Meanwhile, each of the thin film transistor array panel 100 and the common electrode display panel 200 includes alignment layers 11 and 12 to align the liquid crystal molecules 310. In this case, the alignment layers 11 and 12 may have characteristics for vertically orienting the liquid crystal molecules 310, and may not be.

A method of manufacturing a thin film transistor array panel in a liquid crystal display device having such a structure will be described as follows.

First, the first metal layer 201 made of Cr or Mo alloy or the like and the second metal layer 202 made of Al or Ag alloy having low resistance are sequentially stacked on the lower insulating substrate 110 by sputtering, and the like. Dry or wet etching is performed by using a photolithography process to form the gate lines 121, 123, and 125 and the storage electrode wirings 131 and 133.

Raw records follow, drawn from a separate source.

PR #5648, opened 2021-08-16
Add Dirichlet distribution to Generator

povinsahu1909:
This PR adds Dirichlet distribution to Generator.

Following is the performance comparison on GTX1050.
(The comparison was done only for flattened shape as numpy does not support multi-dimension alpha as input)

size | numpy | cupy 
---|---|---
10000 | 0.001 | 0.001
12000 | 0.002 | 0.001
15000 | 0.002 | 0.001
25000 | 0.002 | 0.001
10000000 | 0.562 | 0.305
12000000 | 0.665 | 0.367
15000000 | 0.830 | 0.459
20000000 | 1.106 | 0.623
24000000 | 1.327 | 0.736
25000000 | 1.381 | 0.764
30000000 | 1.785 | 0.962
36000000 | 2.018 | 1.110
45000000 | 2.639 | 1.439
50000000 | 2.798 | 1.579
75000000 | 6.607 | 2.456

<details>
<summary>script</summary>

```python
import numpy as np
import cupy as cp
import cupyx

n_repeat = 2
n_warmup = 1
crng = cp.random.default_rng()
nrng = np.random.default_rng()

def get_time(perf):
    cpu_time = perf.cpu_times.mean()
    gpu_time = perf.gpu_times.mean()
    return max(cpu_time, gpu_time)

def run(p, q):
    times = []

    perf = cupyx.time.repeat(nrng.dirichlet, (p,),
                            n_repeat=n_repeat, n_warmup=n_warmup)
    times.append(get_time(perf))
    perf = cupyx.time.repeat(crng.dirichlet, (q,),
                            n_repeat=n_repeat, n_warmup=n_warmup)
    times.append(get_time(perf))
    return times


print('size | numpy | cupy ')
print('---|---|---')
nrows = [10000, 12000, 15000, 25000]
ncols = [1, 1000, 2000, 3000]
for m in ncols:
    for n in nrows:
        p = np.random.random( n*m )
        q = cp.asarray(p)
        times = run(p, q)
        print('{} | {:.3f} | {:.3f}'.format(n * m, times[0], times[1]))
```

PR #6776, opened 2022-06-09
[special] Add `cupyx.scipy.special.log_ndtr`

khushi-411:
Hi,
The PR adds `cupyx.scipy.special.log_ndtr`. Thanks! :)

### DIFF
--- a/cupyx/scipy/special/_stats_distributions.py
+++ b/cupyx/scipy/special/_stats_distributions.py
@@ -41,9 +41,9 @@ static __device__ T log_ndtr(T x)
 {
     T t = x * NPY_SQRT1_2;
     if (x < -1.0) {
-        return log(erfcx(-t) / 2) - t * t;
+        return logf(erfcxf(-t) / 2) - t * t;
     } else {
-        return log1p(-erfc(t) / 2);
+        return log1pf(-erfcf(t) / 2);
     }
 }
 
--- a/cupyx/scipy/special/_stats_distributions.py
+++ b/cupyx/scipy/special/_stats_distributions.py
@@ -41,9 +41,9 @@ static __device__ T log_ndtr(T x)
 {
     T t = x * NPY_SQRT1_2;
     if (x < -1.0) {
-        return logf(erfcxf(-t) / 2) - t * t;
+        return log(erfcx(-t) / 2) - t * t;
     } else {
-        return log1pf(-erfcf(t) / 2);
+        return log1p(-erfc(t) / 2);
     }
 }
 
@@ -52,7 +52,7 @@ static __device__ T log_ndtr(T x)
 
 log_ndtr = _core.create_ufunc(
     'cupyx_scipy_special_log_ndtr',
-    (('f->f', 'out0 = log_ndtr(in0)'), 'd->d'),
+    (('f->f', 'out0 = log_ndtrf(in0)'), 'd->d'),
     'out0 = log_ndtr(in0)',
     preamble=log_ndtr_definition,
     doc="""Logarithm of Gaussian cumulative distribution function.
--- a/cupyx/scipy/special/_stats_distributions.py
+++ b/cupyx/scipy/special/_stats_distributions.py
@@ -36,10 +36,9 @@ log_ndtr_definition = """
 
 #define NPY_SQRT1_2   0.707106781186547524400844362104849039  /* 1/sqrt(2) */
 
-template <typename T>
-static __device__ double log_ndtr(T x)
+static __device__ double log_ndtr(double x)
 {
-    T t = x * NPY_SQRT1_2;
+    double t = x * NPY_SQRT1_2;
     if (x < -1.0) {
         return log(erfcx(-t) / 2) - t * t;
     } else {
@@ -47,10 +46,9 @@ static __device__ double log_ndtr(T x)
     }
 }
 
-template <typename T>
-static __device__ float log_ndtrf(T x)
+static __device__ float log_ndtrf(float x)
 {
-    T t = x * NPY_SQRT1_2;
+    float t = x * NPY_SQRT1_2;
     if (x < -1.0) {
         return logf(erfcxf(-t) / 2) - t * t;
     } else {
--- a/cupyx/scipy/special/_stats_distributions.py
+++ b/cupyx/scipy/special/_stats_distributions.py
@@ -37,13 +37,24 @@ log_ndtr_definition = """
 #define NPY_SQRT1_2   0.707106781186547524400844362104849039  /* 1/sqrt(2) */
 
 template <typename T>
-static __device__ T log_ndtr(T x)
+static __device__ double log_ndtr(T x)
 {
     T t = x * NPY_SQRT1_2;
     if (x < -1.0) {
         return log(erfcx(-t) / 2) - t * t;
     } else {
         return log1p(-erfc(t) / 2);
+    }
+}
+
+template <typename T>
+static __device__ float log_ndtrf(T x)
+{
+    T t = x * NPY_SQRT1_2;
+    if (x < -1.0) {
+        return logf(erfcxf(-t) / 2) - t * t;
+    } else {
+        return log1pf(-erfcf(t) / 2);
     }
 }
 
--- a/cupyx/scipy/special/_stats_distributions.py
+++ b/cupyx/scipy/special/_stats_distributions.py
@@ -32,6 +32,53 @@ ndtr = _core.create_ufunc(
     ''')
 
 
+log_ndtr_definition = """
+
+#define NPY_SQRT1_2   0.707106781186547524400844362104849039  /* 1/sqrt(2) */
+
+template <typename T>
+static __device__ T log_ndtr(T x)
+{
+    T t = x * NPY_SQRT1_2;
+    if (x < -1.0) {
+        return log(erfcx(-t) / 2) - t * t;
+    } else {
+        return log1p(-erfc(t) / 2);
+    }
+}
+
+"""
+
+
+log_ndtr = _core.create_ufunc(
+    'cupyx_scipy_special_log_ndtr',
+    (('f->f', 'out0 = log_ndtr(in0)'), 'd->d'),
+    'out0 = log_ndtr(in0)',
+    preamble=log_ndtr_definition,
+    doc="""Logarithm of Gaussian cumulative distribution function.
+
+    Returns the log of the area under the standard Gaussian propability
+    density function.
+
+    Parameters
+    ----------
+    x : array-like
+        The input array
+
+    Returns
+    -------
+    y : cupy.ndarray
+        The value of the log of the normal cumulative distribution
+        function evaluated at x
+
+    See Also
+    --------
+    :func:`scipy.special.log_ndtr`
+
+    """,
+)
+
+
 ndtri = _core.create_ufunc(
     'cupyx_scipy_special_ndtri',
     (('f->f', 'out0 = normcdfinvf(in0)'), 'd->d'),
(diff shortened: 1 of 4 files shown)


cupyx/scipy/special/_stats_distributions.py
```diff
@@ -32,6 +32,53 @@
...
+template <typename T>
+static __device__ T log_ndtr(T x)
+{
+    T t = x * NPY_SQRT1_2;
+    if (x < -1.0) {
+        return log(erfcx(-t) / 2) - t * t;
+    } else {
+        return log1p(-erfc(t) / 2);
+    }
+}
```
khushi-411, line 48: We can change this algorithm to `log(ndtr)`. But I see scipy has used this algorithm, due to numerical precision issues. Ref: https://github.com/scipy/scipy/pull/15187. Is this okay? Thanks

khushi-411, line 48: We can change this algorithm to `log(ndtr)`. But I see scipy has used this algorithm, due to numerical precision issues. Ref: https://github.com/scipy/scipy/pull/15187. Is this okay? Thanks

tests/cupyx_tests/scipy_tests/special_tests/test_statistics.py
```diff
@@ -11,6 +11,9 @@ class _TestBase:
     def test_ndtr(self):
         self.check_unary_linspace0_1('ndtr')
 
+    def test_log_ndtr(self):
+        self.check_unary_linspace0_2('log_ndtr')
```
takagi, line 15: Maybe we can use `check_unary_linspace0_1`. (Looks like that `0_1` means the range of linspace from zero to one)

cupyx/scipy/special/_stats_distributions.py
takagi: Using this formula is okay! BTW, would you also implement single precision version using `logf`, `log1pf`, `erfcf` and `erfcxf`?

tests/cupyx_tests/scipy_tests/special_tests/test_statistics.py
khushi-411: Exactly, right! Have changed it. Thanks

takagi:
Thanks! Almost done except for a few comments!

takagi:
Would you make a performance comparison? SciPy vs. CuPy across some sizes would be nice. You can follow the scripts you can see in #4316 and #5648.

khushi-411:
Hi, here's the benchmark:

size | dtype | SciPy | CuPy
-----|-------|-------|-----
1000 | int8 | 0.026 ms | 0.018 ms
1000 | int32 | 0.028 ms | 0.020 ms
1000 | uint32 | 0.025 ms | 0.020 ms
1000 | float32 | 0.025 ms | 0.018 ms
1000 | float64 | 0.024 ms | 0.020 ms
100000 | int8 | 2.263 ms | 0.070 ms
100000 | int32 | 2.060 ms | 0.338 ms
100000 | uint32 | 2.047 ms | 0.339 ms
100000 | float32 | 2.156 ms | 0.044 ms
100000 | float64 | 2.019 ms | 0.341 ms
1000000 | int8 | 21.381 ms | 0.120 ms
1000000 | int32 | 20.709 ms | 3.293 ms
1000000 | uint32 | 20.399 ms | 3.262 ms
1000000 | float32 | 21.267 ms | 0.120 ms
1000000 | float64 | 19.619 ms | 3.265 ms

<details>
<summary>Script: Click Please</summary>

<p>

```python
import cupy
import cupyx

import scipy

from cupy import testing


n_warmup = 1
n_repeat = 10
dtype_set = ('int8', 'int32', 'uint32', 'float32', 'float64')


def get_time(pref):


def time_log_ndtr(a):
    cp_a = cupy.array(a)
    ref = scipy.special.log_ndtr(a)
    ret = cupyx.scipy.special.log_ndtr(cp_a)
    times = []
    perf = benchmark(scipy.special.log_ndtr, (a,),
    times.append(get_time(perf))
    perf = benchmark(cupyx.scipy.special.log_ndtr, (cp_a,),
    times.append(get_time(perf))
    return times


for n in n_set:
    for dtype in dtype_set:
        a = scipy.random.randint(0, 2, size=n).astype(dtype)
        times = time_log_ndtr(a)
```

</p>
</details>

Thanks! :)

cupyx/scipy/special/_stats_distributions.py
khushi-411: Have updated!

But I believe we will need to use previous test cases, due to tolerance issues. Will that be good? Also, any reason you preferred the `single precision version`?

Thanks!

takagi: > But I believe we will need to use previous test cases, due to tolerance issues. Will that be good?

Seems that `check_unary_linspace0_1`'s atol 'default' value is too strict. Would you try changing to 1e-6? (It should be also safe for other tests that use the value)

https://github.com/cupy/cupy/blob/462d14e6ebcd4c8b2f89e12b65a92c217ebbb12f/tests/cupyx_tests/scipy_tests/special_tests/test_statistics.py#L31

khushi-411: Fixed

takagi: > EDIT: Ooo, I see. Because of performance reasons!

Yes. Single-precision operations are generally faster on GPU. Can I ask you to implement both single-precision version and double-precision version, instead of providing single-precision version only? We want to use double-precision version when precision matters.

I explain some of `create_ufunc`'s parameters.

```py
log_ndtr = _core.create_ufunc(
    'cupyx_scipy_special_log_ndtr',
    (('f->f', 'out0 = log_ndtr(in0)'), 'd->d'),
    'out0 = log_ndtr(in0)',
    ...
```

The second specifies a list of input and output dtypes supported by the create ufunc. 'f->f' means that it takes a float32 (single-precision) input, then returns a float32 output. 'd->d' means that it takes a float64 (double-precision) input then returns a float64 output.

The third supplies the "default" operation performed by this ufunc. Why I say "default" is that please see the first element of the second parameter `('f->f', 'out0 = log_ndtr(in0)')`.  Here provided a tuple of strings instead of 'f->f' only. This means that, when the input's dtype if float32, the second element of the tuple `'out0 = log_ndtr(in0)'` is used instead of the default operation. It happens to be the same as the default one in your code, but you can give a single-precision version, say, `out0 = log_ndtrf(in0)` here.

khushi-411: Interesting! Thanks, for the detailed description!

tests/cupyx_tests/scipy_tests/special_tests/test_statistics.py
```diff
@@ -56,7 +59,7 @@ def check_unary_lower_precision(self, name, xp, scp, dtype):
         return self._check_unary(a, name, scp)
 
     @testing.for_dtypes(['e', 'f', 'd'])
-    @testing.numpy_cupy_allclose(atol=atol, rtol=rtol, scipy_name='scp')
+    @testing.numpy_cupy_allclose(atol=1e-6, rtol=1e-6, scipy_name='scp')
```
takagi, line 62: This change unexpectedly relaxes the tolerance for float64. Would you fix the definition of `atol` variable as follows?
```py
atol = {'default': 1e-6, cupy.float64: 1e-14}
```

khushi-411: I think we won't need this. I rechecked this, it worked with the default atol tolerance = `1e-14`.

takagi: Okay!

cupyx/scipy/special/_stats_distributions.py
```diff
@@ -52,7 +52,7 @@
 
 log_ndtr = _core.create_ufunc(
     'cupyx_scipy_special_log_ndtr',
-    (('f->f', 'out0 = log_ndtr(in0)'), 'd->d'),
+    (('f->f', 'out0 = log_ndtrf(in0)'), 'd->d'),
```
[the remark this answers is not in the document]
khushi-411: Done. Thanks!

cupyx/scipy/special/_stats_distributions.py
```diff
@@ -37,7 +37,7 @@
 #define NPY_SQRT1_2   0.707106781186547524400844362104849039  /* 1/sqrt(2) */
 
 template <typename T>
```
takagi, line 39: Now you can eliminate this template type.

cupyx/scipy/special/_stats_distributions.py
```diff
@@ -47,6 +47,17 @@
     }
 }
 
+template <typename T>
+static __device__ float log_ndtrf(T x)
```
takagi, line 51: Also `T` to `float`.

cupyx/scipy/special/_stats_distributions.py
khushi-411: Fixed

takagi:
Thanks!

khushi-411:
Thanks for your guidance!! 😊

takagi:
CI passes, thanks! Would you make a performance comparison again with the latest commit? Then, I'll merge this into the master.

khushi-411:
> Would you make a performance comparison again with the latest commit?

Sure, here we go ...

size | dtype | SciPy | CuPy
-----|-------|-------|-----
1000 | int8 | 0.026 ms | 0.018 ms
1000 | int32 | 0.026 ms | 0.020 ms
1000 | uint32 | 0.025 ms | 0.020 ms
1000 | float32 | 0.025 ms | 0.017 ms
1000 | float64 | 0.024 ms | 0.020 ms
100000 | int8 | 2.159 ms | 0.061 ms
100000 | int32 | 2.038 ms | 0.339 ms
100000 | uint32 | 2.059 ms | 0.338 ms
100000 | float32 | 2.169 ms | 0.024 ms
100000 | float64 | 2.005 ms | 0.339 ms
1000000 | int8 | 21.383 ms | 0.118 ms
1000000 | int32 | 20.215 ms | 3.258 ms
1000000 | uint32 | 20.402 ms | 3.258 ms
1000000 | float32 | 21.290 ms | 0.119 ms
1000000 | float64 | 19.824 ms | 3.261 ms

<details>
<summary>Script: Click Please</summary>

<p>

```python
import cupy
import cupyx

import scipy

from cupy import testing


n_warmup = 1
n_repeat = 10
dtype_set = ('int8', 'int32', 'uint32', 'float32', 'float64')


def get_time(pref):


def time_log_ndtr(a):
    cp_a = cupy.array(a)
    ref = scipy.special.log_ndtr(a)
    ret = cupyx.scipy.special.log_ndtr(cp_a)
    times = []
    perf = benchmark(scipy.special.log_ndtr, (a,),
    times.append(get_time(perf))
    perf = benchmark(cupyx.scipy.special.log_ndtr, (cp_a,),
    times.append(get_time(perf))
    return times


for n in n_set:
    for dtype in dtype_set:
        a = scipy.random.randint(0, 2, size=n).astype(dtype)
        times = time_log_ndtr(a)
```

</p>
</details>

Thanks! :)

takagi:
Great! 🎉  From the result of size = 1000000 where float32 is ~30 times faster than float64, I guess you're using a RTX or GTX board that has one FP64 unit for 32 FP32 units. GPUs for high-performance computing have more FP64 units (for example, one FP64 unit for two FP32 units in A100), so the difference should be much smaller.

khushi-411:
> Great! :tada:
> 
> From the result of size = 1000000 where float32 is ~30 times faster than float64, I guess you're using a RTX or GTX board that has one FP64 unit for 32 FP32 units. GPUs for high-performance computing have more FP64 units (for example, one FP64 unit for two FP32 units in A100), so the difference should be much smaller.

Yep, using GTX board! This is interesting! Wasn't knowing about it. Will take a note :) Thanks!

takagi (approved):
LGTM, thanks!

Next, the gate insulating layer 140, the hydrogenated amorphous silicon layer, and the amorphous silicon layer doped with a high concentration of n-type impurities such as phosphorus (P) are respectively 1,500 kPa to 5,000 kPa, 500 kPa to 2,000 kPa using chemical vapor deposition. , The resistive contact layer and the amorphous silicon layer 151 and 154 having the channel portion connected by successively depositing a thickness of 300 300 to 600 Å and patterning the doped amorphous silicon layer and the amorphous silicon layer in a photolithography process using a mask. To form.

Subsequently, a thickness of 1,500 kPa to 3,000 kPa is obtained by sputtering or the like between the first metal layer 701 made of Cr or Mo alloy and the second metal layer 702 made of Al or Ag alloy having low resistance. After deposition, the data lines 171, 173, and 179 and the drain electrode 175 are formed by patterning by a photolithography process using a mask.

Subsequently, the ohmic contact layer that is not covered by the source electrode 173 and the drain electrode 175 is etched to expose the semiconductor layer 154 between the source electrode 173 and the drain electrode 175, and the ohmic contact members separated on both sides. (163, 165).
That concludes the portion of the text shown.